Stress can affect our physical and mental health in many ways. Constant stress can lead to problems including high blood pressure, heart disease, obesity and diabetes. Research suggests stress can also affect our urologic health.
For instance, stress can increase the chances of developing a urinary tract infection (UTI). That’s because when we are stressed, our bodies release a hormone called cortisol. This reduces our immune response, which can lead to UTIs.
Stress can result in the need to urinate more often. Being very anxious and stressed can trigger your body’s “fight or flight” response. This can lead to urinary urgency, frequency and urine leakage. Stress may cause flare-ups of interstitial cystitis or painful bladder syndrome which is a condition associated with bladder pain, and pressure. It may also worsen symptoms in people with overactive bladder (OAB).
Having any of these conditions can also increase a person’s stress, because you are always worried you may not be able to make it to the bathroom in time. This creates an unhealthy cycle.
One way to reduce stress is mindfulness meditation. Mindfulness has two main parts: attention and acceptance. First you turn your attention to your breath, thoughts and physical sensations in your body and the feelings you are having. Then you observe those feelings and sensations without judging them, and let them go.
Research has found that mindfulness-based therapy is especially effective for reducing stress, anxiety, depression and pain. Mindfulness can reduce the sense of dread that comes with having a urinary problem. It can calm a person down, which can prevent episodes of leakage.
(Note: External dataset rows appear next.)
PR #2435, opened 2022-03-25
Check for duplicate message earlier

### LINKED ISSUE #2098: gossamer should not ban other gossamer nodes

kishansagathiya:
## Changes

- Checks if we have seen the notification message before any processing
happens on it
- Adds more logs and handles more errors

## Tests
- Run a gossamer devnet. (I ran with 4 nodes, all of them authorities)
- You should never see the critical error `highest rated peer is below bannedThresholdValue` 
- Generally you start seeing the error at 37th to 43rd block. So, If I don't see it happening till 80th block, I would assume it never happens.
## Issues

- Fixes #2098

## Primary Reviewer

- @timwu20


dot/network/block_announce.go
```diff
@@ -69,11 +69,14 @@ func (bm *BlockAnnounceMessage) Decode(in []byte) error {
...
 // Hash returns the hash of the BlockAnnounceMessage
-func (bm *BlockAnnounceMessage) Hash() common.Hash {
+func (bm *BlockAnnounceMessage) Hash() (common.Hash, error) {
 	// scale encode each extrinsic
-	encMsg, _ := bm.Encode()
-	hash, _ := common.Blake2bHash(encMsg)
-	return hash
+	encMsg, err := bm.Encode()
+	if err != nil {
+		return common.Hash{}, err
```
qdm12, line 76: nit wrap the error

```suggestion
		return common.Hash{}, fmt.Errorf("cannot encode message: %w", err)
```

dot/network/gossip.go
```diff
@@ -24,13 +25,17 @@ func newGossip() *gossip {
 }
 
 // hasSeen broadcasts messages that have not been seen
-func (g *gossip) hasSeen(msg NotificationsMessage) bool {
+func (g *gossip) hasSeen(msg NotificationsMessage) (bool, error) {
```
qdm12, line 30: nit named returns would be nice

```suggestion
func (g *gossip) hasSeen(msg NotificationsMessage) (seen bool, err error) {
```

dot/network/message.go
```diff
@@ -389,11 +389,13 @@ func (cm *ConsensusMessage) Decode(in []byte) error {
...
 // Hash returns the Hash of ConsensusMessage
-func (cm *ConsensusMessage) Hash() common.Hash {
+func (cm *ConsensusMessage) Hash() (common.Hash, error) {
 	// scale encode each extrinsic
-	encMsg, _ := cm.Encode()
-	hash, _ := common.Blake2bHash(encMsg)
-	return hash
+	encMsg, err := cm.Encode()
+	if err != nil {
+		return common.Hash{}, err
```
qdm12, line 396: nit

```suggestion
		return common.Hash{}, fmt.Errorf("cannot encode message: %w", err)
```

dot/network/message_cache.go
```diff
@@ -55,6 +55,7 @@ func (m *messageCache) put(peer peer.ID, msg NotificationsMessage) (bool, error)
 func (m *messageCache) exists(peer peer.ID, msg NotificationsMessage) bool {
 	key, err := generateCacheKey(peer, msg)
 	if err != nil {
+		logger.Errorf("could not generate cache key: %w", err)
```
qdm12, line 58:
```suggestion
		logger.Errorf("could not generate cache key: %s", err)
```

dot/network/message_cache.go
```diff
@@ -67,7 +68,12 @@ func generateCacheKey(peer peer.ID, msg NotificationsMessage) ([]byte, error) {
 		return nil, errors.New("cache does not support handshake messages")
 	}
 
-	peerMsgHash, err := common.Blake2bHash(append([]byte(peer), msg.Hash().ToBytes()...))
+	msgHash, err := msg.Hash()
+	if err != nil {
+		return nil, err
```
qdm12, line 73:
```suggestion
		return nil, fmt.Errorf("cannot hash notification message: %w", err)
```

dot/network/notifications.go
```diff
@@ -238,7 +243,14 @@ func (s *Service) sendData(peer peer.ID, hs Handshake, info *notificationsProtoc
 		return
 	}
 
-	if support, err := s.host.supportsProtocol(peer, info.protocolID); err != nil || !support {
+	support, err := s.host.supportsProtocol(peer, info.protocolID)
+	if err != nil {
+		logger.Criticalf("could not check if protocol %s is supported by peer %s: %s", info.protocolID, peer, err)
+	} else if !support {
+		logger.Criticalf("protocol %s is not supported by peer %s", info.protocolID, peer)
```
qdm12, line 250: Should these be logged at the critical level? Why?

dot/network/transaction.go
```diff
@@ -54,10 +54,12 @@ func (tm *TransactionMessage) Decode(in []byte) error {
...
 
 // Hash returns the hash of the TransactionMessage
-func (tm *TransactionMessage) Hash() common.Hash {
-	encMsg, _ := tm.Encode()
-	hash, _ := common.Blake2bHash(encMsg)
-	return hash
+func (tm *TransactionMessage) Hash() (common.Hash, error) {
+	encMsg, err := tm.Encode()
+	if err != nil {
+		return common.Hash{}, nil
```
qdm12, line 60: Should we return an error here?

dot/network/transaction.go
```diff
@@ -129,6 +131,7 @@ func (s *Service) startTxnBatchProcessing(txnBatchCh chan *BatchMessage, slotDur
 				case txnMsg := <-txnBatchCh:
 					propagate, err := s.handleTransactionMessage(txnMsg.peer, txnMsg.msg)
 					if err != nil {
+						logger.Warnf("could not handle transaction message: %s ", err)
```
qdm12, line 134: supernit

```suggestion
						logger.Warnf("could not handle transaction message: %s", err)
```

dot/network/transaction.go
```diff
@@ -137,7 +140,16 @@ func (s *Service) startTxnBatchProcessing(txnBatchCh chan *BatchMessage, slotDur
 						continue
 					}
 
-					if !s.gossip.hasSeen(txnMsg.msg) {
+					// TODO: Check if s.gossip.hasSeen should be moved before handleTransactionMessage.
+					// That we could avoid handling the transactions again, which we would have already seen.
```
qdm12, line 144: TODO reminder

dot/peerset/handler.go
```diff
@@ -77,6 +77,10 @@ func (h *Handler) RemovePeer(setID int, peers ...peer.ID) {
 
 // ReportPeer reports ReputationChange according to the peer behaviour.
 func (h *Handler) ReportPeer(rep ReputationChange, peers ...peer.ID) {
+	for _, pid := range peers {
+		logger.Debugf("reporting reputation change of %d to peer %s, reason: %s", rep.Value, pid, rep.Reason)
+	}
+
```
qdm12, line 83: A tiny bit out of scope, but please change this method to accept a single peer ID. I checked its references, and it always get passed a single peer. `ReportPeer` doesn't match accepting multiple peers in its signature as well.
That way you can simplify that debug logging for loop you have as well.

dot/state/block.go
```diff
@@ -164,6 +164,7 @@ func headerKey(hash common.Hash) []byte {
 }
 
 // headerHashKey = headerHashPrefix + num (uint64 big endian)
+// TODO: Shouldn't we change this block number to uint32?
```
qdm12, line 167: Created https://github.com/ChainSafe/gossamer/issues/2436 for it. It would break database storage, that's why I didn't change it a few weeks ago when changing block numbers to use `uint`

```suggestion
```

dot/types/block_data.go
```diff
@@ -28,7 +28,7 @@ func NewEmptyBlockData() *BlockData {
 
 // Number returns the block header number.
 func (bd *BlockData) Number() uint {
-	return bd.Header.Number
+	return uint(bd.Header.Number)
```
qdm12, line 31: no need right? It's already a `uint`

```suggestion
	return bd.Header.Number
```

go.mod
```diff
@@ -58,7 +58,7 @@ require (
 	github.com/btcsuite/btcd v0.22.0-beta // indirect
 	github.com/cespare/xxhash v1.1.0 // indirect
 	github.com/cespare/xxhash/v2 v2.1.2 // indirect
-	github.com/cpuguy83/go-md2man/v2 v2.0.0 // indirect
+	github.com/cpuguy83/go-md2man/v2 v2.0.1 // indirect
```
qdm12, line 61: Should these go.mod dependency upgrades be discarded? Aren't they out of scope?

lib/grandpa/network.go
```diff
@@ -64,8 +64,8 @@ func (*GrandpaHandshake) Type() byte {
 }
 
 // Hash ...
-func (*GrandpaHandshake) Hash() common.Hash {
-	return common.Hash{}
+func (*GrandpaHandshake) Hash() (common.Hash, error) {
+	return common.Hash{}, nil
```
qdm12, line 68: for all these message types not hashing anything, should we `panic("unimplemented")` to make sure these Hash are never called?

dot/network/gossip_test.go
```diff
@@ -89,23 +89,26 @@ func TestGossip(t *testing.T) {
...
+	if hasSeenB, ok := nodeB.gossip.seen.Load(hash); !ok || hasSeenB.(bool) == false {
 		t.Error(
 			"node B did not receive block request message from node A",
 			"\nreceived:", hasSeenB,
 			"\nexpected:", true,
 		)
 	}
 
-	if hasSeenC, ok := nodeC.gossip.seen.Load(announceMessage.Hash()); !ok || hasSeenC.(bool) == false {
+	if hasSeenC, ok := nodeC.gossip.seen.Load(hash); !ok || hasSeenC.(bool) == false {
```
qdm12: rebase on development / merge development in, this is now a standard map with mutex.

qdm12 (changes requested):
Nice :+1: Just a few comments

dot/network/gossip.go
```diff
@@ -26,18 +27,22 @@ func newGossip() *gossip {
...
 	// check if message has not been seen
```
EclesioMeloJunior, line 31: move this comment to one line before the `_, ok := g.seenMap[msgHash]`

dot/network/message_cache.go
```diff
@@ -55,6 +56,7 @@ func (m *messageCache) put(peer peer.ID, msg NotificationsMessage) (bool, error)
 func (m *messageCache) exists(peer peer.ID, msg NotificationsMessage) bool {
 	key, err := generateCacheKey(peer, msg)
 	if err != nil {
+		logger.Errorf("could not generate cache key: %s", err)
```
EclesioMeloJunior, line 59: can we change the `exists` method to return an `(bool, error)`? and at `generateCacheKey` if the `msg` is a handshake return and error `ErrHandshakeNotSupported`

EclesioMeloJunior (changes requested):

dot/network/notifications.go
kishansagathiya: fixed

dot/network/transaction.go
kishansagathiya: fixed

dot/network/transaction.go
kishansagathiya: out of scope, created an issue https://github.com/ChainSafe/gossamer/issues/2445

dot/peerset/handler.go
kishansagathiya: It's a feature not a bug. Accepting multiple peers is a common theme amongst all peerset handler funcs.

lib/grandpa/network.go
kishansagathiya: linked this comment in the issue for refactoring opportunities https://github.com/ChainSafe/gossamer/issues/2437

dot/network/message_cache.go
kishansagathiya: we don't store handshake in `messageCache`. I dont think you would you want to check if message from messageCache is a handshake. Also, messageCache is for out going messages, so we have cntrol over it.

> can we change the exists method to return an (bool, error)?
No other piece of code needs this error. Only thing we are going to do with it, is logging it. We want to keep the code running in case of error here. return false in case of error is enough here,

go.mod
kishansagathiya: >  Aren't they out of scope?

May be.

But, all of those go.mod and go.sum changes are done by `go mod tidy`. As long as it is not hurting the code, I see no reason to go in it and manually change things!

dot/network/gossip.go
```diff
@@ -25,19 +26,23 @@ func newGossip() *gossip {
 	}
 }
 
-// hasSeen broadcasts messages that have not been seen
-func (g *gossip) hasSeen(msg NotificationsMessage) bool {
-	// check if message has not been seen
-	msgHash := msg.Hash()
+// hasSeen checks if we have seen given message before.
```
qdm12, line 29: nit

```suggestion
// hasSeen checks if we have seen the given message before.
```

dot/network/transaction.go
qdm12: Please then mention the issue #2445 in this comment

go.mod
qdm12: That's strange, `go mod tidy` doesn't do that for me. Please re-check?

kishansagathiya: reverted go.mod changes and ran `go mod tidy` again!

qdm12:
```sh
git checkout kishan/fix/dont-ban-us
git reset d2ec68d3e319d08f32dc0df4adf1fd7531d12217
git checkout go.mod go.sum
go mod tidy
```

does not produce any change, make sure you revert go.sum as well before re-running `go mod tidy`?

qdm12 (changes requested):

qdm12 (approved):
Nice :+1: Please just add a comment to [this code](https://github.com/ChainSafe/gossamer/pull/2435/files#r836394168) with the issue number you created

dot/peerset/handler.go
```diff
@@ -77,6 +77,10 @@ func (h *Handler) RemovePeer(setID int, peers ...peer.ID) {
 
 // ReportPeer reports ReputationChange according to the peer behaviour.
 func (h *Handler) ReportPeer(rep ReputationChange, peers ...peer.ID) {
+	for _, pid := range peers {
```
timwu20, line 80: is there a way to check logging level? so we don't range across peers if package logging level isn't trace or debug.

qdm12: We always ever have a single peer for this method ([slightly related comment](https://github.com/ChainSafe/gossamer/pull/2435#discussion_r835155766)), so it's fine really.

timwu20 (approved):

dot/network/notifications.go
```diff
@@ -238,7 +243,12 @@ func (s *Service) sendData(peer peer.ID, hs Handshake, info *notificationsProtoc
 		return
 	}
 
-	if support, err := s.host.supportsProtocol(peer, info.protocolID); err != nil || !support {
+	support, err := s.host.supportsProtocol(peer, info.protocolID)
+	if err != nil {
+		logger.Errorf("could not check if protocol %s is supported by peer %s: %s", info.protocolID, peer, err)
+	}
+
+	if err != nil || !support {
```
EclesioMeloJunior, line 251: should we report a peer if some error occurs while trying to check if the protocol is supported by the peer? @noot @timwu20. I think if an error occurs we should just log and then return.

EclesioMeloJunior (changes requested):

dot/network/notifications.go
noot: @EclesioMeloJunior I believe this logic is from substrate - we can double check if substrate downscores a peer based on them not supporting a protocol

noot (approved):

dot/network/notifications.go
kishansagathiya: that's a pretty good catch, thanks @EclesioMeloJunior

There are mindfulness-based programs that include breathing exercises, yoga and guided lessons. You can find mindfulness-based online programs or smartphone apps.
You can also try mindfulness on your own.
- Breathe in through your nose to a count of 4, hold for 1 second and then exhale through the mouth to a count of 5. Repeat often.
- As you walk, pay attention to your breath and the sights and sounds around you. If thoughts and worries enter your mind, note them but then return to the present.
- Eat mindfully. Be aware of taste, textures and flavors in each bite. Notice when your body is hungry or full.
- Bring your attention to how each part of your body is feeling. This can help you connect with your body.